As millions of workers lose their jobs and depend on unemployment, the insecurity of future
income weighs on overall consumption.
Lowering the cost of credit does little for these sectors while rocket-boosting speculation
and financialization. The monetary "solution" to deflation is always the same: lower interest
rates to zero and flood the financial sector with unlimited liquidity. The resulting stock
market bubble and corporate orgy of borrowing and stock issuance are predictable results of
unfettered, near-infinite financialization.
But lowering the cost of credit and incentivizing monopolies and cartels to expand their control
doesn't actually help the economy. Enabling rapacious monopolies and cartels is systemically
inflationary, while lowering the cost and availability of credit also increases the attractiveness of
automation as a means of lowering labor costs, a dynamic that is deflationary as lower wages equals
lower consumption.
The reality is relatively few gig economy workers earn a middle-class income working 40 hours
a week. The large-scale reduction of wage and benefit security--i.e. the transition to a
precariat work force--is highly deflationary in terms of wages and consumption, as
precariats cannot count on future earnings being reliable or sufficient.
The political "solution" is Universal Basic Income (UBI) as a means of supporting consumption.
But supporting the consumption of essentials doesn't magically incentivize innovation or the
expansion of capacity and real-world production.

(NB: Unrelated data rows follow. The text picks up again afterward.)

PR #736, opened 2026-06-13
Add GID lag penalty QC and validation

wangyinz:
## Summary
- Add GID lag-weight penalty support for `none`, `boxcar`, `cosine_taper`, `shaping_wavelet`, `resolution_kernel`, and the new adaptive `adaptive_memory` mode.
- Implement adaptive penalty memory for both `TimeDomainGIDDecon` and `FrequencyDomainGIDDecon`, using resolution-kernel footprints, search-adjusted noise confidence, finite retention, and consistent iteration-cap behavior.
- Preserve decon QC metadata for downstream review, including configured/effective penalty widths, final lag-weight norms, adaptive confidence/retention fields, noise amplitude, valid-lag counts, NS-GID noise RMS, and compact resolution-kernel metadata.
- Update default GID parameter files to use `adaptive_memory` with scale `0.35`; keep `least_square` as the compatibility inverse default while documenting `adaptive_memory` + `ns_gid` as the noisy-production recommendation.
- Expand validation plots/tests for penalty comparisons, high-noise manual plot runs, complex colored-noise setup figures, and non-GID QC metadata preservation.

## Theory And Documentation
- Document the basic lag-penalty formulation and the full adaptive anti-cycling framework.
- Clarify that `adaptive_memory` is a guarded anti-cycling prior, not a guarantee of dominance over `none` for dense close-arrival support.
- Add benchmark-backed guidance: adaptive behavior matches/collapses toward `none` at extreme noise scales when selected peaks are not significant relative to the full lag search, while `none` can remain preferable for tightly clustered true arrivals.
- Explain that `shaping_wavelet`, `resolution_kernel`, and `adaptive_memory` derive effective support from kernels; `lag_weight_function_width` is preserved as fixed-width/QC context in those modes.

## Validation
- `conda run -n mspass python -m pytest python/tests/algorithms/test_TimeDomainGIDDecon.py python/tests/algorithms/test_FrequencyDomainGIDDecon.py -q`
- `conda run -n mspass python -m pytest python/tests/algorithms/test_decon_algorithm_validation.py -q`
- `conda run -n mspass python -m pytest python/tests/algorithms/test_decon_algorithm_validation.py -q --decon-validation-plots --decon-validation-plot-dir /tmp/mspass-review-decon-plots --decon-validation-noise-scale 100`
- `git diff --check`
- `git grep -n -E "group_sparse|GROUP_SPARSE|GroupSparse|group-sparse|group sparse" -- cxx data docs python/tests` returned no matches.

## Review Pass Notes
- Used sub-agents to review C++ behavior/QC, tests/plots, and docs/config consistency.
- Fixed review findings by adding `.pf` comments, clarifying the shipped default vs noisy-production recommendation, strengthening kernel-footprint tests, expanding adaptive high-noise assertions through noise scale `100`, and annotating normalized manual setup plots with measured RMS values.
- Latest pushed commit: `4010a61e35708cea4cf23d2223f619f4903d791b`.


pavlis:
This is really interesting you could implement that that fast.   Another application the AI?

wangyinz:
Yep... BTW, one thing that struck me while watching codex doing it is that I think we want to introduce some decaying factor to the penalty, such that a spike or its close neighbors can still be modified after certain number of iterations. What do you think?

pavlis:
Yes, that makes sense but a simpler way to do that is to make the penalty function less aggressive.   I don’t remember the exact formula and I’m too lazy to look it up but the penalty function was ad hoc.   I know it is pretty aggressive with the defaults.  We may need to experiment those parameters to set the defaults better.   The tests really, however, need to be done on real data not simulations, and that is harder to do.

Also give some thought to alternative penalty functions.  That was just the first thing I thought of.   I was mostly considering the penalty function concept, not the detail of what the form of the penalty function was.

Meanwhile, the Federal Reserve will continue giving unlimited
"free money" to corporations and financiers to increase the concentration of financial and
political power in the hands of the few at the expense of the many. This fuels the dominance
of corporations and financiers and increases the risks of monetary over-reach, which introduces
the potential for a non-linear sudden and unpredictable explosion of monetary-driven inflation.
All of this sets the stage for both monetary and scarcity inflation. Monopolies and cartels
are free to exploit their stranglehold on the nation by jacking up prices and reducing quality
(while the bought-and-paid-for political class theatrically wrings their hands while skimming millions in
campaign contributions). This is rabidly inflationary.
Since there are few incentives to expand real-world capacity and production, this sets the stage for
scarcities in essentials and non-essentials alike. With Peak Globalization in the rearview
mirror, the deflationary forces of globalization are ebbing.
The fly in the ointment is speculative bubbles always pop. All the inflation in
the system has flowed into excessive speculation, which has inflated unprecedented bubbles across
most asset classes. When these all pop, the results are deflationary as the wealth effect
reverses and over-leveraged corporations default and/or go bankrupt.
I marked up this chart of the S&P 500 about a year ago, and since then the market crashed and then
soared to new highs (SPX 3,826). The basic message here is extremes get more extreme until the
rocket runs out of fuel--something the consensus now claims is "impossible."
The consensus is that asset inflation is unstoppable and forever. History begs to differ.